[TASK DIRECTIONS]
Return each line of the listing in which the word "Indicates" appears.

[TASK MATERIAL]
PR #2696, opened 2026-02-17
Optimize gfxrecon-optimize tool

### LINKED ISSUE #2436: delete unused resources from optimized traces
optimizing traces should eliminate all unsubmitted command buffers, which should include:
* primary command buffers which are never submitted
* secondary command buffers which are executed only in primaries that are never submitted

fabian-lunarg:
currently `gfxrecon-optimize` does two things:
- removes unused `format::MetaDataType::kInitBufferCommand` and unused `format::MetaDataType::kInitImageCommand`
- only trimmed captures can be optimized

-> this does already account for the bulk of possible file-size reduction, which was the primary (only) benefit when using `gfxrecon-optimize`

this PR builds on top of existing resource-usage-tracking and adds additional capabilities:
- removes unused `VkCommandBuffer` (primary&secondary) incl. all blocks recording commands into those
- removes unused `VkPipeline`, incl. all calls to `VkCreateXXXPipelines`
- "removing" a block is done by replacing it with a label-block. this is done to keep block-indices intact and matches the previous behavior
- **trimmed and non-trimmed** captures can be processed by `gfxrecon-optimize`

closes #2436

### DIFF
--- a/framework/generated/generated_vulkan_referenced_block_consumer.cpp
+++ b/framework/generated/generated_vulkan_referenced_block_consumer.cpp
@@ -1,6 +1,6 @@
 /*
 ** Copyright (c) 2018-2023 Valve Corporation
-** Copyright (c) 2018-2023 LunarG, Inc.
+** Copyright (c) 2018-2026 LunarG, Inc.
 ** Copyright (c) 2023 Advanced Micro Devices, Inc.
 **
 ** Permission is hereby granted, free of charge, to any person obtaining a
--- a/framework/generated/generated_vulkan_referenced_resource_consumer.cpp
+++ b/framework/generated/generated_vulkan_referenced_resource_consumer.cpp
@@ -1,6 +1,6 @@
 /*
 ** Copyright (c) 2018-2023 Valve Corporation
-** Copyright (c) 2018-2023 LunarG, Inc.
+** Copyright (c) 2018-2026 LunarG, Inc.
 ** Copyright (c) 2023 Advanced Micro Devices, Inc.
 **
 ** Permission is hereby granted, free of charge, to any person obtaining a
--- a/framework/generated/generated_vulkan_api_call_encoders.cpp
+++ b/framework/generated/generated_vulkan_api_call_encoders.cpp
@@ -1,6 +1,6 @@
 /*
 ** Copyright (c) 2018-2023 Valve Corporation
-** Copyright (c) 2018-2023 LunarG, Inc.
+** Copyright (c) 2018-2026 LunarG, Inc.
 ** Copyright (c) 2023 Advanced Micro Devices, Inc.
 **
 ** Permission is hereby granted, free of charge, to any person obtaining a
--- a/framework/generated/generated_vulkan_api_call_encoders.h
+++ b/framework/generated/generated_vulkan_api_call_encoders.h
@@ -1,6 +1,6 @@
 /*
 ** Copyright (c) 2018-2023 Valve Corporation
-** Copyright (c) 2018-2023 LunarG, Inc.
+** Copyright (c) 2018-2026 LunarG, Inc.
 ** Copyright (c) 2023 Advanced Micro Devices, Inc.
 **
 ** Permission is hereby granted, free of charge, to any person obtaining a
--- a/framework/generated/generated_vulkan_command_buffer_util.cpp
+++ b/framework/generated/generated_vulkan_command_buffer_util.cpp
@@ -1,6 +1,6 @@
 /*
 ** Copyright (c) 2018-2023 Valve Corporation
-** Copyright (c) 2018-2023 LunarG, Inc.
+** Copyright (c) 2018-2026 LunarG, Inc.
 ** Copyright (c) 2023 Advanced Micro Devices, Inc.
 **
 ** Permission is hereby granted, free of charge, to any person obtaining a
--- a/framework/generated/generated_vulkan_command_buffer_util.h
+++ b/framework/generated/generated_vulkan_command_buffer_util.h
@@ -1,6 +1,6 @@
 /*
 ** Copyright (c) 2018-2023 Valve Corporation
-** Copyright (c) 2018-2023 LunarG, Inc.
+** Copyright (c) 2018-2026 LunarG, Inc.
 ** Copyright (c) 2023 Advanced Micro Devices, Inc.
 **
 ** Permission is hereby granted, free of charge, to any person obtaining a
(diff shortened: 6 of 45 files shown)


framework/generated/generated_vulkan_referenced_resource_consumer.cpp
```diff
@@ -2078,17 +2106,62 @@ void VulkanReferencedResourceConsumer::Process_vkCmdDrawClusterIndirectHUAWEI(
...
+}
+
 void VulkanReferencedResourceConsumer::Process_vkCmdPreprocessGeneratedCommandsEXT(
     const ApiCallInfo&                          call_info,
     format::HandleId                            commandBuffer,
     StructPointerDecoder<Decoded_VkGeneratedCommandsInfoEXT>* pGeneratedCommandsInfo,
     format::HandleId                            stateCommandBuffer)
 {
-    GFXRECON_UNREFERENCED_PARAMETER(pGeneratedCommandsInfo);
+    assert(pGeneratedCommandsInfo != nullptr);
```
MarkY-LunarG: GFXRECON_ASSERT?

framework/generated/generated_vulkan_referenced_block_consumer.cpp
```diff
@@ -0,0 +1,3360 @@
+/*
+** Copyright (c) 2018-2023 Valve Corporation
+** Copyright (c) 2018-2023 LunarG, Inc.
+** Copyright (c) 2023 Advanced Micro Devices, Inc.
+**
```
MarkY-LunarG, line 5: Nit: The LunarG date should be extended to 2026 in these copyrights.

framework/generated/khronos_generators/vulkan_generators/vulkan_referenced_block_consumer_body_generator.py
```diff
@@ -0,0 +1,147 @@
+#!/usr/bin/python3 -i
+#
+# Copyright (c) 2020 LunarG, Inc.
```
MarkY-LunarG: This file is brand new, so 2026.

framework/generated/khronos_generators/vulkan_generators/vulkan_referenced_block_consumer_body_generator.py
```diff
@@ -0,0 +1,147 @@
...
+    """
+
+    # All resource and resource associated handle types to be processed.
+    RESOURCE_HANDLE_TYPES = [
+        'VkBuffer', 'VkImage', 'VkBufferView', 'VkImageView', 'VkFramebuffer',
+        'VkDescriptorSet', 'VkCommandBuffer', 'VkAccelerationStructureKHR', 'VkPipeline'
+    ]
+
+    # Handle types that contain resource and child resource handle types.
+    CONTAINER_HANDLE_TYPES = ['VkDescriptorSet']
```
MarkY-LunarG: This does not appear used.

framework/generated/khronos_generators/vulkan_generators/vulkan_referenced_block_consumer_body_generator.py
```diff
@@ -0,0 +1,147 @@
...
+
+    # Handle types that use resource and child resource handle types.
+    USER_HANDLE_TYPES = ['VkCommandBuffer']
```
MarkY-LunarG: Also not used?

framework/decode/referenced_resource_table.cpp
```diff
@@ -392,11 +384,10 @@ void ReferencedResourceTable::ProcessUserSubmission(format::HandleId user_id)
                 }
             }
 
-            for (auto& container_info : container_infos)
+            for (auto& container_info : user_info->container_infos)
             {
-                if (!container_info.second.expired())
+                if (auto container_info_ptr = container_info.second.lock())
```
MarkY-LunarG, line 399: I think this isn't completely clear.  It looks like you're performing a mutex lock here.  If it's doing something else, a comment would be nice.  (and above on line 375)

MarkY-LunarG (commented):
Some questions, also are we going to provide tests for optimize?

framework/decode/referenced_resource_table.cpp
fabian-lunarg: it's std::weak_ptr<>::lock() here and above, I'll add comments

framework/generated/khronos_generators/vulkan_generators/vulkan_referenced_block_consumer_body_generator.py
fabian-lunarg: yes, started with a c/p, will add a cleanup-commit for the generator

fabian-lunarg:
> Some questions, also are we going to provide tests for optimize?

apparently we already have some (in LunarG internal CI, both PR+extended), 
but have to confirm this (are they executed, sufficient, etc.)

framework/generated/khronos_generators/vulkan_generators/vulkan_referenced_block_consumer_body_generator.py
fabian-lunarg: done

framework/generated/khronos_generators/vulkan_generators/vulkan_referenced_block_consumer_body_generator.py
fabian-lunarg: removed

framework/generated/khronos_generators/vulkan_generators/vulkan_referenced_block_consumer_body_generator.py
fabian-lunarg: done

framework/generated/generated_vulkan_referenced_block_consumer.cpp
fabian-lunarg: agreed. only I had trouble finding the source of that license-header? it appears to be the same for all generated vulkan code, but grep'ing for that text only revealed generated files

framework/generated/generated_vulkan_referenced_resource_consumer.cpp
fabian-lunarg: done

framework/decode/referenced_resource_table.cpp
fabian-lunarg: added comments: `// attempt to lock a std::weak_ptr`
to clarify what's done there.

framework/generated/generated_vulkan_referenced_block_consumer.cpp
fabian-lunarg: found it, it was in `khronos_generators/vulkan_generators/gencode.py`
done

framework/decode/referenced_resource_table.cpp
MarkY-LunarG: Thanks.  It might be clear to most people (and not just me), but I wasn't sure what was going on there so best to avoid confusion.

PR #2698, opened 2026-02-17
Initial frame looping

antonio-lunarg:
This PR introduces experimental frame looping for replay, so a selected frame can be replayed repeatedly for analysis/profiling.

Changes:
- Add `--loop-frame` and `--loop-count` to replay options on desktop and Android, plus forwarding in `android/scripts/gfxrecon.py`.
- Add `graphics::FrameLoopInfo` to track target frame, remaining iterations, and current looping state.
-Loop orchestration lives in `Application::Run()` so loop behavior follows application frame numbering (including trimmed traces).
- Use `PreloadFileProcessor` automatically when looping is enabled, preload the target frame, and replay it by controlling advance (`SetAdvanceToNextFrame`).
- Skip state blocks during loop iterations to avoid reapplying state setup every repeat.
- Extend `VulkanFrameLoopReplayConsumer` to skip recreating already-created objects while looping (instance/device/swapchain/surfaces/AHB path).
- Default `pause_frame` to `uint32_t max` to avoid accidental pause at frame 0 when looping starts.

Notes:
- This functionality is currently experimental.
- Implemented in the Vulkan replay path.

### DIFF
--- a/framework/graphics/frame_loop_info.h
+++ b/framework/graphics/frame_loop_info.h
@@ -33,10 +33,10 @@ GFXRECON_BEGIN_NAMESPACE(graphics)
 class FrameLoopInfo
 {
   public:
-    explicit FrameLoopInfo(uint32_t loop_frame_idx  = 0,
-                           uint32_t loop_iterations = std::numeric_limits<uint32_t>::max()) :
-        loop_frame_idx_{ loop_frame_idx },
-        loop_iterations_{ loop_iterations }
+    constexpr static uint32_t INFINITE_ITERATIONS = std::numeric_limits<uint32_t>::max();
+
+    explicit FrameLoopInfo(uint32_t loop_frame_idx = 0, uint32_t loop_iterations = INFINITE_ITERATIONS) :
+        loop_frame_idx_{ loop_frame_idx }, loop_iterations_{ loop_iterations }
     {}
 
     /// Expects a 1-based frame number.
@@ -50,18 +50,27 @@ class FrameLoopInfo
 
     /// Returns true if currently looping on the loop frame, meaning that the loop frame
     /// has already been played at least once and we are currently replaying it again.
-    bool     IsLooping() const { return is_looping_; }
+    bool IsLooping() const { return is_looping_; }
 
     void     SetLooping(bool looping) { is_looping_ = looping; }
     uint32_t GetLoopFrameIdx() const { return loop_frame_idx_; }
     uint32_t GetLoopIterations() const { return loop_iterations_; }
-    void     DecrementLoopIterations() { loop_iterations_--; }
+
+    /// Decrements the number of loop iterations remaining.
+    /// If the number of iterations is infinite, this has no effect.
+    void DecrementLoopIterations()
+    {
+        if (loop_iterations_ != INFINITE_ITERATIONS)
+        {
+            --loop_iterations_;
+        }
+    }
 
   private:
     uint32_t current_frame_number_{ 0 };
     bool     is_looping_{ false };
     uint32_t loop_frame_idx_{ 0 };
-    uint32_t loop_iterations_{ std::numeric_limits<uint32_t>::max() };
+    uint32_t loop_iterations_{ INFINITE_ITERATIONS };
 };
 
 GFXRECON_END_NAMESPACE(graphics)
--- a/tools/replay/android_main.cpp
+++ b/tools/replay/android_main.cpp
@@ -145,9 +145,8 @@ void android_main(struct android_app* app)
 
         try
         {
-
             uint32_t loop_frame        = 0;
-            uint32_t loop_count        = std::numeric_limits<uint32_t>::max();
+            uint32_t loop_count        = gfxrecon::graphics::FrameLoopInfo::INFINITE_ITERATIONS;
             bool     enable_frame_loop = GetLoopFrame(arg_parser, loop_frame);
             GetLoopCount(arg_parser, loop_count);
 
--- a/tools/replay/desktop_main.cpp
+++ b/tools/replay/desktop_main.cpp
@@ -141,7 +141,7 @@ int main(int argc, const char** argv)
         std::unique_ptr<gfxrecon::decode::FileProcessor> file_processor;
 
         uint32_t loop_frame        = 0;
-        uint32_t loop_count        = std::numeric_limits<uint32_t>::max();
+        uint32_t loop_count        = gfxrecon::graphics::FrameLoopInfo::INFINITE_ITERATIONS;
         bool     enable_frame_loop = GetLoopFrame(arg_parser, loop_frame);
         GetLoopCount(arg_parser, loop_count);
 


tools/tool_settings.h
```diff
@@ -82,6 +82,8 @@ const char kOverrideGpuArgument[]                = "--gpu";
 const char kOverrideGpuGroupArgument[]           = "--gpu-group";
 const char kPausedOption[]                       = "--paused";
 const char kPauseFrameArgument[]                 = "--pause-frame";
+const char kFrameLoopArgument[]                  = "--frame-loop";
```
panos-lunarg: Nitpicking: would it make sense to introduce only one new setting with similar syntax like `GFXRECON_CAPTURE_FRAMES`? I.e. `--loop-frames N` for a single frame and `--loop-frames N-(N+x)` for frame range? No strong opinion on this, just for uniformity with other options

framework/application/application.cpp
```diff
@@ -167,6 +186,24 @@ void Application::Run()
             // PlaySingleFrame() increments this->current_frame_number_ *if* there's an end-of-frame
             PlaySingleFrame();
 
+            if (frame_loop_info_ != nullptr)
+            {
+                frame_loop_info_->SetLooping(at_loop_frame);
```
nickdriscoll-lunarg: Because we set the looping flag after the call to `PlaySingleFrame()`, the consumer will replay the looping frame one time without knowing that it is on the looping frame. This causes a problem when tracking resources like descriptor sets, as the very first set of allocations will not be tracked by the logic in the new consumer.

In my branch where I fix the `vkAllocateDesriptorSets()` validation error, I had to hack in two extra methods in `FrameLoopInfo` in order for the consumer to know if it's on the very first iteration of the looping frame.

I know that the overridden `Process_vkCreate*SurfaceKHR()` methods rely on the current behavior, but maybe the `FrameLoopInfo` could permanently remember the requested number of iterations so that the consumer can query which iteration it's on? (e.g. `uint32_t current_iteration = info.total_loop_iterations_ - info.loop_iterations_;`

antonio-lunarg: I introduced two new methods in `FrameLoopInfo` that might be useful for your case:
```cpp
    /// Returns true if the current frame number matches the loop frame index.
    bool AtLoopFrame() const { return current_frame_number_ == loop_frame_idx_; }

    /// Returns true if this is the first iteration of the loop frame.
    bool IsFirstIteration() const { return AtLoopFrame() && !IsLooping(); }
```

framework/decode/preload_file_processor.cpp
```diff
@@ -40,6 +40,10 @@ void PreloadFileProcessor::PreloadNextFrames(size_t count)
         error_state_ = CheckFileStatus();
         return;
     }
+    if (!advance_to_next_frame_)
```
jzulauf-lunarg: This feels more "contractual".  Thinking assert in additional to check.  The frame looping support state machine only current loads a single frame and only when advance_to_next_frame_ is enabled.

framework/application/application.cpp
```diff
@@ -140,6 +141,27 @@ void Application::Run()
...
             uint32_t frame_number = file_processor_->GetCurrentFrameNumber() + 1;
 
+            if (frame_loop_info_ != nullptr)
+            {
+                frame_loop_info_->SetCurrentFrameNumber(frame_number);
+
+                // Quit when frame looping has finished.
+                if (frame_loop_info_->GetLoopIterations() == 0)
+                {
+                    running_ = false;
```
jzulauf-lunarg, line 151: Is this because 

a) we never want to continue past looping frame or 
b) because we aren't confident that replay past looping is stable? (or are sure it isn't)

--quit-after-measurement-range controls this behavior for FpsInfo.. don't know if a separate --quit-after-looping would be needed.

framework/decode/preload_file_processor.cpp
jzulauf-lunarg, line 60: This mode means that we store the minimum needed.  For uncompressed block, we store the "raw block" information and have the DispatchArgs directly reference it.  However for compressed block (combined with BlockParser::DecompressionPolicy::kAlways below) we only the decompressed data and not the raw block data from the file.

jzulauf-lunarg, line 78: In order to support frame looping BlockParser::DecompressionPolicy::kAlways isn't just a performance optimization for accurate measurement *required* to prevent the the issue of having dispatch_args data members pointing at the most recently decompressed data (or stale pointers) on replay.

Probably needs some commentary about this.

jzulauf-lunarg (commented):
Preload section looks good, but I'm going to have to integrate this support in PR #2783 ... @antonio-lunarg  -- if frame looping is going to change significantly, we should probably carefully align the changes so nothing gets dropped.

framework/application/application.cpp
antonio-lunarg: a) I think we don't really care about continuing after looping, at the moment.
b) But I think replay past looping should work.

I suppose `--quit-after-looping` might be added later if someone wants it.

framework/decode/preload_file_processor.cpp
antonio-lunarg: For frame looping, I think we only care about being able to replay blocks. For compressed blocks, I would be happy do uncompress once and use the decompressed data later again and again.

antonio-lunarg: I added a comment.

framework/decode/preload_file_processor.cpp
antonio-lunarg: I added an assertion and integrated with more documentation on top of this function's signature.

framework/application/application.cpp
bradgrantham-lunarg: Then the someone adding `--quit-after-looping` would also wrap `running_ = false;` and `break` with e..g. `if(frame_loop_info_->quit_after_looping)`?

framework/application/application.cpp
```diff
@@ -167,6 +189,27 @@ void Application::Run()
...
+                {
+                    auto* preload_processor = dynamic_cast<decode::PreloadFileProcessor*>(file_processor_);
+                    GFXRECON_ASSERT(preload_processor)
+                    preload_processor->WaitDecodersIdle();
+
+                    // When replaying a frame again, skip any state blocks to avoid reapplying them again.
+                    preload_processor->SkipStateBlocks();
+
+                    GFXRECON_LOG_INFO("Looping frame (%i iterations remaining)", frame_loop_info_->GetLoopIterations());
+                    frame_loop_info_->DecrementLoopIterations();
```
bradgrantham-lunarg, line 203: Are the loop iterations abstracted behind methods as a design principle or do you have an expectation here that this may be more than just `--` at some point?

framework/application/application.h
```diff
@@ -98,6 +101,7 @@ class Application final
     decode::FileProcessor*                                       file_processor_;    ///< The FileProcessor object responsible for decoding and processing capture file data.
     bool                                                         running_;           ///< Indicates that the application is actively processing system events for playback.
     bool                                                         paused_;            ///< Indicates that the playback has been paused.  When paused the application will stop rendering, but will continue processing system events.
+    graphics::FrameLoopInfo*                                     frame_loop_info_;   ///< Indicates that playback wishes to loop a certain frame
```
bradgrantham-lunarg, line 115: I don't want to cause this PR to be retested, so don't change it for this PR, but for changes in the future and for a possible edit to looping in a future PR, I think this would be better (since it's just a few uint32's and there are only 1 `Application`s) to embed frame looping info or other Application parameters directly in `Application` with defaults that mean "no frame looping" to avoid a potential bug in future PRs not checking "frame_loop_info != nullptr".

antonio-lunarg: I actually have been talking with @jzulauf-lunarg about that. While `FrameLoopInfo` takes inspiration from `FpsInfo`, I noticed `FpsInfo` is quite useful for things related to frame-looping and I was also considering merging these two together into something like `FrameInfo`, focused on frames rather than the concept of frames-per-second.

framework/decode/preload_file_processor.cpp
```diff
@@ -176,29 +189,70 @@ bool PreloadFileProcessor::ProcessNextFrame()
...
 
     ProcessBlockState process_result = ReplayOneFrame();
+    return AdvanceToNextFrame(process_result);
+}
 
-    const bool at_end = (!replay_cursor_);
-    if (at_end)
+bool PreloadFileProcessor::AdvanceToNextFrame(ProcessBlockState process_result)
+{
+    if (advance_to_next_frame_)
```
bradgrantham-lunarg: It seems like "whether to advance to next frame" is an application preference, but it's reaching its fingers into `PreloadFileProcessor` to do it.  That is to say, `AdvanceToNextFrame` and maybe "move replay cursor" primitive make sense, but what would it mean to call `AdvanceToNextFrame` but have `advance_to_next_frame_` be `false`?  Why not have `advance_to_next_frame_` be in the caller, and then whether to call `PreloadNextFrames` and `AdvanceToNextFrame` and "move replay cursor" would be up to the caller of `FilePreloadProcessor`?

The precedent for this is that there is already a `SkipStateBlocks` that controls playback and the cursor that is a primitive an application may choose to call, and then whether to skip isn't tracked by `FilePreloadProcessor`.

framework/application/application.cpp
antonio-lunarg: I think we can already wrap a couple of these lines within a `frame_loop_info->EndFrame()`.
Or we might even wrap all of them by passing the `file_processor` as a parameter of `EndFrame(..)`.
What do you think?

framework/application/application.h
antonio-lunarg: I created an issue for this: https://github.com/LunarG/gfxreconstruct/issues/2810

framework/decode/preload_file_processor.cpp
antonio-lunarg: Please have a look at the last two commits: I replaced the `advance_to_next_frame_` mode bit with two explicit functions: `ReplayCurrentPreloadedFrame()` and `AdvancePreloadedFrame()`. When looping, Application calls only the replay function and skips the advance, keeping the cursor on the same preloaded frame for every iteration.

PR #2702, opened 2026-02-17
Covert DX12 enum string

locke-lunarg:
DX12 enum ToString dismatch `template<> ToString` in `to_string.h`.  It caused that Convert wrote int value of enum, instead of name of enum.  This PR makes these two ToString match, as generated_vulkan_enum_to_string and generated_openxr_enum_to_string.


bradgrantham-lunarg:
Can we add a capture that shows that behavior as part of this test or add the "convert" subtest to an existing capture file to get some coverage out of testing convert on DX12?

bradgrantham-lunarg:
Please make sure this goes in with a test case that is compared against a golden convert reference to have regression testing going forward.  Check with @beau-lunarg on getting that in or with me when I get back.

bradgrantham-lunarg (approved):

locke-lunarg:
@beau-lunarg  The test case has a .gfxr file (D3D12HelloTexture) and a .json file. The test converts the .gfxr file and ensure that both of the new .json file and the original .json files are the same. Is it good?

But because the .json has version, branch, env vars, path, device info, it has to skip comparing something like that.

bradgrantham-lunarg:
There is a "convert" subtest, and a key in the suite JSON for the reference
convert JSON filename, which should be put on the NAS.  There are other
examples already in the suite files.

Brad Grantham
LunarG, Inc. - 3D Graphics Software Solutions
***@***.***

beau-lunarg:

[RESPONSE FOR THIS EXERCISE]
     bool                                                         running_;           ///< Indicates that the application is actively processing system events for playback.
     bool                                                         paused_;            ///< Indicates that the playback has been paused.  When paused the application will stop rendering, but will continue processing system events.
+    graphics::FrameLoopInfo*                                     frame_loop_info_;   ///< Indicates that playback wishes to loop a certain frame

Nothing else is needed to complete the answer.